→ **Work to be completed**:
Transcribe the records in full, keeping every word exactly as given.

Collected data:
---
PR #2270, opened 2026-06-02
Player: Consider multiple systems controlling it

manuq:
Previously, if two scripts called take_control() of player, then the first who called return_control() would change the player to USER_CONTROLLED, even if the other script was assuming that control was taken.

Do as the observers in InteractArea, keeping an array of nodes controlling it.


manuq:
At one point I had this as part of the townies pull request. I ended up not needing it. But my first implementation of the system-controlled player seems wrong.

wjt (approved):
---
→ **Completed task**:
PR #2270, opened 2026-06-02
Player: Consider multiple systems controlling it

manuq:
Previously, if two scripts called take_control() of player, then the first who called return_control() would change the player to USER_CONTROLLED, even if the other script was assuming that control was taken.

Do as the observers in InteractArea, keeping an array of nodes controlling it.


manuq:
At one point I had this as part of the townies pull request. I ended up not needing it. But my first implementation of the system-controlled player seems wrong.

wjt (approved):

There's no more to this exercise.